BEGIN DATA RECORDS

PR #199, opened 2017-05-31
when building static: fully build static libs, and  load IOs.

eolivi:


OpenMEEG/src/gain.cpp
```diff
@@ -78,7 +78,6 @@ int main(int argc, char **argv)
             cerr << "Not enough arguments \nPlease try \"" << argv[0] << " -h\" or \"" << argv[0] << " --help \" \n" << endl;
             return 0;
         }
-        LinOpInfo matinfo = OpenMEEG::maths::info(argv[3]);
         SymMatrix HeadMatInv;
```
eolivi: what was this line for ?

build_tools/travis/before_install.sh
```diff
@@ -24,7 +24,7 @@ if [[ $TRAVIS_OS_NAME == 'osx' ]]; then
         brew link openblas --force  # required as link is not automatic
     fi
 
-    if [[ "$USE_VTK" == "1" && $BUILD_SHARED_LIBS != OFF ]]; then
+    if [[ "$USE_VTK" == "1" ]]; then
         brew install vtk
```
eolivi: no more need for building our own static vtk. (faster builds on travis)

cmake/Packaging.cmake
```diff
@@ -15,7 +15,7 @@ if (ENABLE_PACKAGING)
     set(CPACK_GENERATOR "TGZ")
 
     # if we want to generate all the sub-project packages:
-    set(CPACK_INSTALL_CMAKE_PROJECTS "${CMAKE_CURRENT_BINARY_DIR}/OpenMEEG/build;OpenMEEG;ALL;/")
+    set(CPACK_INSTALL_CMAKE_PROJECTS)
```
eolivi: just because OpenMEEG was packed twice

PR #201, opened 2017-06-02
adding tag 2.4.prerelease (and package version 2.3.99)

eolivi:


eolivi:
is it ok for you to specify 2.3.99 as a pre-release version ?
seen there: https://cmake.org/pipermail/cmake/2009-May/029450.html

agramfort:
what @maedoc means is to do something like

git tag v2.3.2
git push --tags

eolivi:
yes I know, I can do that once the version as changed internally (= this PR accepted)

agramfort:
ok for me

PR #206, opened 2017-06-08
Default options

agramfort:
I was annoyed to have to manually disable doxygen and python.

I don't think these should default to ON.

I also went over the install instructions.

Feedback welcome.


.travis.yml
```diff
@@ -22,20 +22,22 @@ matrix:
         - ENABLE_PACKAGING=1
         - BUILD_SHARED_LIBS=ON
         - USE_VTK=1
-        - BUILD_DOCUMENTATION=1
+        - BUILD_DOCUMENTATION=OFF
```
agramfort: let's only build the doc once on linux and once on mac

agramfort:
@papadop @eolivi ok for you?

I am done here

.travis.yml
eolivi: you also have to change into before_install.sh:
>     if [[ "$BUILD_DOCUMENTATION" == "1" ]]; then
        brew install Doxygen Graphviz # For building documentation

because else travis is not happy

eolivi:
beside my comment: ok for me.

agramfort:
@eolivi green !

agramfort:
thx @eolivi

PR #207, opened 2017-06-08
Optim

eolivi:


README.rst
```diff
@@ -76,7 +76,7 @@ On Mac OS X, you'll need `CMake <http://www.cmake.org>`_ (install it with `Homeb
 
     *optionally*::
 
-    $ brew install hdf5 && brew install libmatio --with-hdf5
+    $ brew install hdf5 && brew install libmatio
```
agramfort: please revert. it's in my other PR :)

eolivi: yes I've seen.
I'll wait for other comments ?

agramfort:
nope that's it for me

agramfort:
appveyor is not happy

eolivi:
Making OperatorD Optimzed and parallel is a big optimization as it reduces the time for HM-Head3 from 45s to 18s

build_tools/travis/before_install.sh
```diff
@@ -28,6 +28,10 @@ if [[ $TRAVIS_OS_NAME == 'osx' ]]; then
         brew install vtk
     fi
 
+    if [[ "$USE_OMP" == 1 ]]; then
+        brew install llvm
+    fi
+
```
eolivi: @agramfort  please is that the correct formula we need to build with openMP ? or clang support it by default ?

agramfort: I have no idea.

Before clang we had gcc 4.2 on mac and I did the previous release using the intel compiler anyway...

agramfort:
so you removed the non-optimized D operator?

OpenMEEG/libs/OpenMEEG/include/operators.h
```diff
@@ -394,7 +315,13 @@ namespace OpenMEEG {
         //
 
         unsigned i = 0; // for the PROGRESSBAR
-        for (Mesh::const_iterator tit1=m1.begin();tit1!=m1.end();++tit1) {
+        #pragma omp parallel for
+        #ifndef OPENMP_3_0
+        for (int i1=0; i1 < m1.size(); ++i1) {
+            const Mesh::const_iterator tit1 = m1.begin()+i1;
```
agramfort: is this the improvement?

eolivi: yes !

eolivi: yes

build_tools/travis/before_install.sh
```diff
@@ -28,6 +28,10 @@ if [[ $TRAVIS_OS_NAME == 'osx' ]]; then
         brew install vtk
     fi
 
+    if [[ "$USE_OMP" == 1 ]]; then
+        brew install llvm
```
agramfort: ok I tested. It does the job but you need to change the compiler that cmake is using.

for me I need to set:

CPP = /usr/local/opt/llvm/bin/clang
CPPFLAGS = -I/usr/local/opt/llvm/include -fopenmp
LDFLAGS = -L/usr/local/opt/llvm/lib

this being said we should not ship binaries with clang-omp / llvm on mac as it will break on most systems that don't brew setup properly.

We should ship non-openmp binaries on mac and update the brew formula to add an openmp option.

So to sum up:
- setup/update only one travis build so it uses openmp using brew setting up properly all env vars.
- upload to gforge non-openmp binaries for our users

eolivi: >CMake Error at /usr/local/Cellar/cmake/3.8.2/share/cmake/Modules/CMakeTestCCompiler.cmake:51 (message):
  The C compiler
  "/Applications/Xcode.app/Contents/Developer/Toolchains/XcodeDefault.xctoolchain/usr/bin/clang"
  is not able to compile a simple test program.
  It fails with the following output:
   Change Dir: /Users/travis/build/openmeeg/openmeeg/build/OpenMEEG/build/CMakeFiles/CMakeTmp
  /Applications/Xcode.app/Contents/Developer/Toolchains/XcodeDefault.xctoolchain/usr/bin/clang
  -fopenmp=libomp -w -o CMakeFiles/cmTC_f4998.dir/testCCompiler.c.o -c
  /Users/travis/build/openmeeg/openmeeg/build/OpenMEEG/build/CMakeFiles/CMakeTmp/testCCompiler.c
  clang: error: unsupported argument 'libomp' to option 'fopenmp='

for now I have that, while I've set:
        export CXX="/usr/local/opt/llvm/bin/clang"
        export CPPFLAGS="$CPPFLAGS -I/usr/local/opt/llvm/include -fopenmp"
        export LDFLAGS="$LDFLAGS -L/usr/local/opt/llvm/lib"

I'm trying on our ci mac machine... but it takes ages to brew llvm

agramfort:
travis passes with this?

build_tools/travis/before_install.sh
agramfort: you're still using xcode clang and not the one from brew. See

/Applications/Xcode.app/Contents/Developer/Toolchains/XcodeDefault.xctoolchain/usr/bin/clang

in travis log.

you need to set flags for C and not only CPP files.

eolivi:
arf... cannot try this on my Mac from ci, since I cannot install llvm (at least with brew)...
It says that MacOsX 10.9 is too old for this...

agramfort:
ok let try

agramfort:
I tried adding

        export CC="/usr/local/opt/llvm/bin/clang"
        export CXX="/usr/local/opt/llvm/bin/clang"
        export CPPFLAGS="$CPPFLAGS -I/usr/local/opt/llvm/include -fopenmp"
        export CFLAGS="$CFLAGS -I/usr/local/opt/llvm/include -fopenmp"
        export LDFLAGS="$LDFLAGS -L/usr/local/opt/llvm/lib"

but I get a link error. Can you try with travis?

agramfort:
travis is not happy at all here.

this PR is the top priority.

I would leave out OMP for mac to converge quickly.

I have still hope to have a prelease before OHBM

eolivi:
I think it is okay now. with OpenMP.
The error was
> export CXX="/usr/local/opt/llvm/bin/clang"

which should be
> export CXX="/usr/local/opt/llvm/bin/clang++"

eolivi:
good to review/merge . it works with OpenMP
previously:
HM-HeadNNc2 ...................................   Passed    8.25 sec
whereas now:
HM-HeadNNc2 ...................................   Passed    3.86 sec

agramfort:
great !

thanks @eolivi 

do we have binaries to test on windows and linux now?

PR #210, opened 2017-06-17
add cpplint to travis

agramfort:
@papadop @eolivi thoughts?

you'll see that there are hundreds of style issues

I am not saying cpplint is the gold standard but let's just agree on "one" standard we all agree to respect.


agramfort:
you see all errors in https://travis-ci.org/openmeeg/openmeeg/jobs/243975580

but it does not make travis crash. This can certainly be fixed.

@eolivi please take over. I'll stop on this.

agramfort:
go go @eolivi !

agramfort:
@eolivi does travis fail if there is a linting error?

agramfort:
@papadop can you live with this?

eolivi:
no it does not fail hopefully !
still about 600 errors, whereas 3000 at first (ok I added filters too )
I think we should merge that soon as a good first step toward cpplint compliancy (because it is possible without conflicts now),
and soon go toward uncrustify + cpplint

agramfort:
good to go on my end.

@papadop you don't get mad if I press the green button ?

papadop:
I may get mad.... Give me some time to check what this cpplint does... We have waited for so long tha it's not a matter of a week.... At first glance, cpplint seems very restrictive (google coding rules and very little customization).

eolivi:
regarding this PR, I mostly only added/removed spaces (as suggested by cpplint).
I agree it may not be exactly what we want, but this is already a good step forward.
Have a look please to the files or the commit names to see what I actually changed.
I would like this PR merged soon (<= 1 week), because else it will be hard to merge later (many git conflicts to solve).

agramfort:
I agree that we should agree ASAP on a convention and then stick to it.
No need to twist our brains too much.

Here is an uncrustify config that matches cpplint conventions:

https://gist.githubusercontent.com/philectron/1a1e1ccb06d5643cd61d85fc5ecaf429/raw/8813567b8f7dd49003228e19c3d10719b49995a1/uncrustify-preferences.cfg

see
https://stackoverflow.com/questions/43244788/uncrustify-google-style-c-config

let's keep the ball rolling !

eolivi:
@papadop please tell when you're ok for merging at least this PR (as a first step toward beautiful c++), and I will resolve the conflicts with the master.
Then I'll do a PR with uncrustify , etc...

massich:
@agramfort can you rebase?

agramfort:
closing in favor of #270 

but we may need to argue with @papadop about the guidelines we want to follow / impose.

PR #212, opened 2017-06-21
Update tutorial version and date

eolivi:


agramfort:
LGTM

it would be great to convert this .tex file to rst and insert them in the
main website:

https://github.com/openmeeg/openmeeg.github.io

you can put maths in rst as in:

http://scikit-learn.org/stable/modules/linear_model.html#lasso

eolivi:
so no more latex ? LGTMT*

I can remove the latex dependence from OpenMEEG then ?


* = LGTM Too :-D

agramfort:
yes no more Latex !

eolivi:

END DATA RECORDS

> DESCRIPTION OF THE TASK
Starting at the line above that contains "a linting error?", repeat each line exactly up to and including the line that contains "regarding this PR, I", and stop there.

> SOLUTION
@eolivi does travis fail if there is a linting error?

agramfort:
@papadop can you live with this?

eolivi:
no it does not fail hopefully !
still about 600 errors, whereas 3000 at first (ok I added filters too )
I think we should merge that soon as a good first step toward cpplint compliancy (because it is possible without conflicts now),
and soon go toward uncrustify + cpplint

agramfort:
good to go on my end.

@papadop you don't get mad if I press the green button ?

papadop:
I may get mad.... Give me some time to check what this cpplint does... We have waited for so long tha it's not a matter of a week.... At first glance, cpplint seems very restrictive (google coding rules and very little customization).

eolivi:
regarding this PR, I mostly only added/removed spaces (as suggested by cpplint).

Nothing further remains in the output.